START ENTRIES PROVIDED
PR #4591, opened 2025-05-20
tests: handle updates that only change labels

justinsb:


yuwenma:
> So I don't think we are correctly running tests that only change labels, because label changes do not change the metadata.generation. I'm introducing a pause here, but I think probably we should try to find a non-label field to update (or adopt spec.labels cc @yuwenma)
> 

Great catch (I observed some test suites having the metadata.labels, seems meaningless but now I see what it supposes to do). For pure direct reconciliers, we are good because it use the `spec.labels`.

pkg/test/resourcefixture/testdata/basic/edgecontainer/v1beta1/edgecontainercluster/_generated_object_edgecontainercluster.golden.yaml
```diff
@@ -34,8 +34,10 @@ spec:
 status:
   conditions:
   - lastTransitionTime: "1970-01-01T00:00:00Z"
-    message: The resource is up to date
-    reason: UpToDate
-    status: "True"
+    message: 'Update call failed: error applying desired state: summary: Error updating
```
maqiuyujoyce: Do we plan to keep the golden output in the errored out state before we get to polish the mocks?

maqiuyujoyce (commented):
> So I don't think we are correctly running tests that only change labels, because label changes do not change the metadata.generation. I'm introducing a pause here, but I think probably we should try to find a non-label field to update (or adopt spec.labels cc @yuwenma)
> 
> /assign @maqiuyujoyce
> (but I don't think this will be ready to merge for a while, we need to either hope the 2-second-sleep works or we need to switch any tests to update a non-label field)

Good catch!!!

Do we know how many test cases are like this? Checking the results of "tests-e2e-fixtures" presubmit job and it looks like there are 7 hits; "tests-e2e-fixtures-compute" has 4 hits. Though in this PR, there are 8 test cases updated in total.

pkg/test/resourcefixture/testdata/basic/edgecontainer/v1beta1/edgecontainercluster/_generated_object_edgecontainercluster.golden.yaml
justinsb: Good catch and no - that's a mistake.   I guess we _could_ introduce tests that are expected to report errors, and maybe that would be a good idea, but I think all our tests today are expected to converge to a good state.

pkg/test/resourcefixture/testdata/basic/servicedirectory/v1beta1/servicedirectorynamespace/_http.log
```diff
@@ -80,6 +80,64 @@ X-Xss-Protection: 0
 
 ---
 
+PATCH https://servicedirectory.googleapis.com/v1beta1/projects/${projectId}/locations/us-central1/namespaces/servicedirectory-namespace-${uniqueId}?alt=json&updateMask=labels
```
maqiuyujoyce, line 83: Nice! Do you mind adding a commit tracking the log changes when running against real API?

ldanielmadariaga:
END ENTRIES PROVIDED
### BRIEF
Return the whole listing above verbatim.

### THE COMPLETED TASK
PR #4591, opened 2025-05-20
tests: handle updates that only change labels

justinsb:


yuwenma:
> So I don't think we are correctly running tests that only change labels, because label changes do not change the metadata.generation. I'm introducing a pause here, but I think probably we should try to find a non-label field to update (or adopt spec.labels cc @yuwenma)
> 

Great catch (I observed some test suites having the metadata.labels, seems meaningless but now I see what it supposes to do). For pure direct reconciliers, we are good because it use the `spec.labels`.

pkg/test/resourcefixture/testdata/basic/edgecontainer/v1beta1/edgecontainercluster/_generated_object_edgecontainercluster.golden.yaml
```diff
@@ -34,8 +34,10 @@ spec:
 status:
   conditions:
   - lastTransitionTime: "1970-01-01T00:00:00Z"
-    message: The resource is up to date
-    reason: UpToDate
-    status: "True"
+    message: 'Update call failed: error applying desired state: summary: Error updating
```
maqiuyujoyce: Do we plan to keep the golden output in the errored out state before we get to polish the mocks?

maqiuyujoyce (commented):
> So I don't think we are correctly running tests that only change labels, because label changes do not change the metadata.generation. I'm introducing a pause here, but I think probably we should try to find a non-label field to update (or adopt spec.labels cc @yuwenma)
> 
> /assign @maqiuyujoyce
> (but I don't think this will be ready to merge for a while, we need to either hope the 2-second-sleep works or we need to switch any tests to update a non-label field)

Good catch!!!

Do we know how many test cases are like this? Checking the results of "tests-e2e-fixtures" presubmit job and it looks like there are 7 hits; "tests-e2e-fixtures-compute" has 4 hits. Though in this PR, there are 8 test cases updated in total.

pkg/test/resourcefixture/testdata/basic/edgecontainer/v1beta1/edgecontainercluster/_generated_object_edgecontainercluster.golden.yaml
justinsb: Good catch and no - that's a mistake.   I guess we _could_ introduce tests that are expected to report errors, and maybe that would be a good idea, but I think all our tests today are expected to converge to a good state.

pkg/test/resourcefixture/testdata/basic/servicedirectory/v1beta1/servicedirectorynamespace/_http.log
```diff
@@ -80,6 +80,64 @@ X-Xss-Protection: 0
 
 ---
 
+PATCH https://servicedirectory.googleapis.com/v1beta1/projects/${projectId}/locations/us-central1/namespaces/servicedirectory-namespace-${uniqueId}?alt=json&updateMask=labels
```
maqiuyujoyce, line 83: Nice! Do you mind adding a commit tracking the log changes when running against real API?

ldanielmadariaga:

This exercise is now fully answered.